One team member must collect the answers each team member gave to each of these questions and post a report of the standup to the team's communication channel. For example:

Standup Report - 24 January 2023
--------------------------------

Flora Rosenkrist @florarose
- did: implemented upload selfie functionality
- doing: debugging the tensorflow model
- blockers: none

Chad Mugabe @chmug
- did: taking camera photos every 1 second using opencv
- doing: integrating pytorch with flask
- blockers: none

Trish McPerson @tmcfer
- did: finished user and edit profile
- doing: working on the background image issue
- blockers: just diagnosed with covid + midterm - out till Monday

Pat Sachin @patsach
- did: map page, merged trish's pull request. refactored audio recording stuff
- doing: selfie popup, map api integration
- blockers: none

Blocking problems that the team cannot solve internall must be brought to the attention of the admins/managers immediately.

Individual contributions

All team members must have visibly contributed to the code using their own git & GitHub accounts in order to claim that they contributed to the project.

Feature branch workflow

All code changes must be done in feature branches and not directly in the main branch.

To merge code from a feature branch into the main branch, do the following:

  1. Create a pull request from the feature branch to the main branch.
  2. Ask a fellow developer to review your code.
  3. The reviewer must review the code and run unit tests to verify that the functions behave as expepcted.
  4. If the reviewer has any concerns, discuss then and make any changes agreed upon.
  5. Merge the pull request into the main branch.
  6. Delete the feature branch.
  7. Pull the latest changes from the remote main branch to your local main branch.

All developers are expected to participate in reviewing and approving teammates' pull requests.

Warning: the longer you let code sit in a feature branch, the more likely your team is to end up in merge hell. . Merge feature branches into main often to avoid this fate.

Code linting and formatting

A GitHub Actions workflow script is included in this repository that will automatically run the pylint linter and the black formatter in both the web-app and machine-learning-client subdirectories to check the code in every pull request for its adherence to the proper code conventions.

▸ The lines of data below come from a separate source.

PR #1796, opened 2024-06-26
Windows builds via GitHub Actions

jkbonfield:
The AppVeyor builds have become slower to launch and they're also a bit slow on execution.  GitHub Actions runs in about half the time.

Note this needs https://github.com/samtools/htscodecs/pull/123 merging first, but for purposes of testing I just incorporated it in this PR via an extra commit to change the submodule commit.  If the htscodecs PR gets modified in any way, changing the hash, then I'll update this appropriately.

Also, if you wish to see these tests in-situ here, we could copy this PR branch to samtools/htslib from jkbonfield/htslib as otherwise it won't enable the workflow.  (As I did for htscodecs)

### DIFF
--- a/.github/workflows/windows-build.yml
+++ b/.github/workflows/windows-build.yml
@@ -1,0 +1,40 @@
+name: Windows/MinGW-W64 CI
+on: [push, pull_request]
+
+jobs:
+  build:
+    runs-on: windows-latest
+    steps:
+    - name: Checkout
+      uses: actions/checkout@v4
+      with:
+        submodules: true
+    - name: Set up MSYS2 MinGW-W64
+      uses: msys2/setup-msys2@v2
+      with:
+        msystem: mingw64
+        update: false
+        install: >-
+          git
+          zlib-devel
+          libbz2-devel
+          liblzma-devel
+          mingw-w64-x86_64-toolchain
+          mingw-w64-x86_64-autotools
+          mingw-w64-x86_64-tools-git
+          mingw-w64-x86_64-libdeflate
+    - name: Compile htslib
+      shell: msys2 {0}
+      run: |
+        export PATH=/mingw64/bin:$PATH
+        export MSYSTEM=MINGW64
+        autoreconf -i
+        ./configure
+        make -j6
+    - name: Check Htslib
+      shell: msys2 {0}
+      run: |
+        export PATH=/mingw64/bin:$PATH
+        export MSYSTEM=MINGW64
+        make test-shlib-exports && make check
+
--- a/.gitattributes
+++ b/.gitattributes
@@ -24,3 +24,14 @@ test/index_dos.sam -text
 # Remove the text attribute from various faidx test files
 test/faidx/faidx*.fa* -text
 test/faidx/fastqs*.fq* -text
+test/fastq/*.fa -text
+test/fastq/*.fq -text
+*.tst -text
+*.out -text
+*.crai    -text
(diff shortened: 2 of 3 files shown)


jmarshall:
I was initially going to suggest a `git config core.autocrlf-core.eol-etc` step before the checkout step (on the basis that it would be better to affect only the action runner rather than all Windows users as adding to _.gitattributes_ does), but after reading through actions/checkout#135 I have changed my mind. Fixing this for the test files for all Windows users is actually the right thing to do!

That's a long thread, but https://github.com/actions/checkout/issues/135#issuecomment-613342603 makes a very good point that just doing a blanket `** -text` that would also affect _*.c_ files would be the **wrong** thing to do. So I'm glad to see this PR just does `-text` more specifically for a bunch of test file extensions.

jkbonfield:
I confess for the Samtools one I gave up worrying about every little extension and just went for `test/**`, but I do accept there are some C files in there.  I wonder if we can then do `text/*.c +text` or similar to reenable it as an exception to the blanket rule?  I doubt it matters though tbh as I'm not convinced we'll be getting many, if any, PRs from windows developers, and even if so the code tools typically all support nl anyway.

.github/workflows/windows-build.yml
```diff
@@ -0,0 +1,40 @@
...
+        export MSYSTEM=MINGW64
+        autoreconf -i
+        ./configure
+        make -j6
+    - name: Check Htslib
+      shell: msys2 {0}
+      run: |
+        export PATH=/mingw64/bin:$PATH
+        export MSYSTEM=MINGW64
+        make check
```
daviesrob, line 39: Compared with the old script, we've lost `make test-shlib-exports`.  Assuming it does actually work on Windows, it's probably useful to have.

jkbonfield: Good spot.  I'm assuming it does work as it was in the appveyor config.  I'll put it back and see what happens.

jkbonfield:
Hmm, disappointingly adding back the test-shlib-exports now fails:

```
Checking shared library exports
kh_begin
kh_clear_##name
kh_del_##name
kh_destroy_##name
kh_get_##name
kh_init_##name
kh_put_##name
kh_resize_##name
ks_destroy
ks_getuntil2
ks_init
kseq_destroy
kseq_init
kseq_read
Error: Found unexported symbols (listed above)
```

I initially thought they're all erroneous things from the templates-in-C style of klib, but `kseq_read` is more normal, although it's still done as a macro with a `SCOPE` define.  I'll need to dig deeper into what it's attempting to do and why we're no longer passing this script.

If the code does not pass such a check, the pull request must not be approved or merged.

Due to its general-purpose design, and the fact that it checks all code the same way, regardless of whether that code is part of the web app, machine learning client, or other subsystem, the given workflow script may not be appropriate for all projects. You are welcome to modify it as necessary to suit your project's needs, as long as the spirit of the check remains the same.

For example, you may need to set up separate linting and formatting jobs for each subsystem and/or set the linter or formatter to ignore certain files or dependencies that are incapable of passing the linter/formatter checks for reasons outside the control of this project's developers, for example by using pylint's --ignore or --ignored-modules flags or black's --exclude flag. It is up to your team to research and implement any such changes.

Documentation

Replace the contents of the README.md file with a beautifully-formatted Markdown file including

  • a plain-language description of your project, including:
  • two badges at the top of the README.md file showing the result of the latest build/test workflow of both the machine learning client and web app subsystems.
  • the names of all teammates as links to their GitHub profiles in the README.md file.
  • instructions for how to configure and run all parts of your project for any developer on any platform - these instructions must work!
  • instructions for how to set up any environment variables and import any starter data into the database, as necessary, for the system to operate correctly when run.
  • if there are any "secret" configuration files, such as .env or similar files, that are not included in the version control repository, examples of these files, such as env.example, with dummy data must be included in the repository and exact instructions for how to create the proper configuration files and what their contents should be must be supplied to the course admins by the due date.